[Stored items from a collection]
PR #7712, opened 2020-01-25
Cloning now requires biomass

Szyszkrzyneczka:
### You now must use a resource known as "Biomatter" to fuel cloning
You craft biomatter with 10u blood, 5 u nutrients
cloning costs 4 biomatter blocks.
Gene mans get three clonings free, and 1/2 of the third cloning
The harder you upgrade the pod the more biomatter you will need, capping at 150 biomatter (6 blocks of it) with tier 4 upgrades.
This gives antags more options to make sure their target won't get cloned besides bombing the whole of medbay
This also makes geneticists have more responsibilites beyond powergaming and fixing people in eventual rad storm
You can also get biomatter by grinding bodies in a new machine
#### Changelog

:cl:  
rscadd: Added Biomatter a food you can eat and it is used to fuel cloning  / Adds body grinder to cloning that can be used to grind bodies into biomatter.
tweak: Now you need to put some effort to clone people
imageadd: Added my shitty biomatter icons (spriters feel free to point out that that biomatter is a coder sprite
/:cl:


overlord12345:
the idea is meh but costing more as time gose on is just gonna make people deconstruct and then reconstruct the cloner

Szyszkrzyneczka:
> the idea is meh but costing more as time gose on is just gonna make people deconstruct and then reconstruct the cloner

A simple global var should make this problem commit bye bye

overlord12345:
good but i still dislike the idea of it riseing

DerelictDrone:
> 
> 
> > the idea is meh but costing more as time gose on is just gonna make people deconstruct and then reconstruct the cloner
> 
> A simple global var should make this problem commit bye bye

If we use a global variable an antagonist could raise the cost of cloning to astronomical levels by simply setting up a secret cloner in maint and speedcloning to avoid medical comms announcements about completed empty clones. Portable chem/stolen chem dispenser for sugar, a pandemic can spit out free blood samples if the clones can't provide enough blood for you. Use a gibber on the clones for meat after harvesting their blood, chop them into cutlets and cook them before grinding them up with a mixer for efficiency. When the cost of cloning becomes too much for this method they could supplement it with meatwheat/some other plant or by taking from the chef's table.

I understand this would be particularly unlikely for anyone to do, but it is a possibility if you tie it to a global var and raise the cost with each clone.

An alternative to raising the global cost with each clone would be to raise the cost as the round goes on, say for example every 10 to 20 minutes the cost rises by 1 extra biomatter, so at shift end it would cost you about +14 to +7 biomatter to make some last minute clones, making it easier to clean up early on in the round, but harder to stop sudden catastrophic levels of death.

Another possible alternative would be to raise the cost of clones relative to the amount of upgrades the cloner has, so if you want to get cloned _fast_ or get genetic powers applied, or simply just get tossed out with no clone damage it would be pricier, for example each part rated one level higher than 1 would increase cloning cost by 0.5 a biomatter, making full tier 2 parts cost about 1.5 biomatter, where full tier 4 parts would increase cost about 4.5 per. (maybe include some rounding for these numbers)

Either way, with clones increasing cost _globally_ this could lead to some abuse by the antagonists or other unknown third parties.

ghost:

==

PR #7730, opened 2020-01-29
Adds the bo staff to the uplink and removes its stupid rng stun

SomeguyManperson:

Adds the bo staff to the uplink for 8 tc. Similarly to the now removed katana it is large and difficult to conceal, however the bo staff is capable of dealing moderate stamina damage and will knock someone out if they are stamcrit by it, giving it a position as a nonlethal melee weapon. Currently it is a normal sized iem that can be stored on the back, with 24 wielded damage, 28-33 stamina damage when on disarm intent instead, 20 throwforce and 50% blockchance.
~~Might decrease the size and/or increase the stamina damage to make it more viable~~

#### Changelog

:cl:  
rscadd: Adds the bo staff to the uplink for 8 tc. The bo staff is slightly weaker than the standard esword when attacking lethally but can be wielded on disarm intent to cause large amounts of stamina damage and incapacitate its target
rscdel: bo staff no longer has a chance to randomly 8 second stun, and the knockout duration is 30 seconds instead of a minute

### REQUIRED ACTION
What is needed is an exact copy of the lines above, from the one containing "PR #7712, opened 2020-01-25" through the one containing "Gene mans get", with nothing added.

### EXPECTED ANSWER
PR #7712, opened 2020-01-25
Cloning now requires biomass

Szyszkrzyneczka:
### You now must use a resource known as "Biomatter" to fuel cloning
You craft biomatter with 10u blood, 5 u nutrients
cloning costs 4 biomatter blocks.
Gene mans get three clonings free, and 1/2 of the third cloning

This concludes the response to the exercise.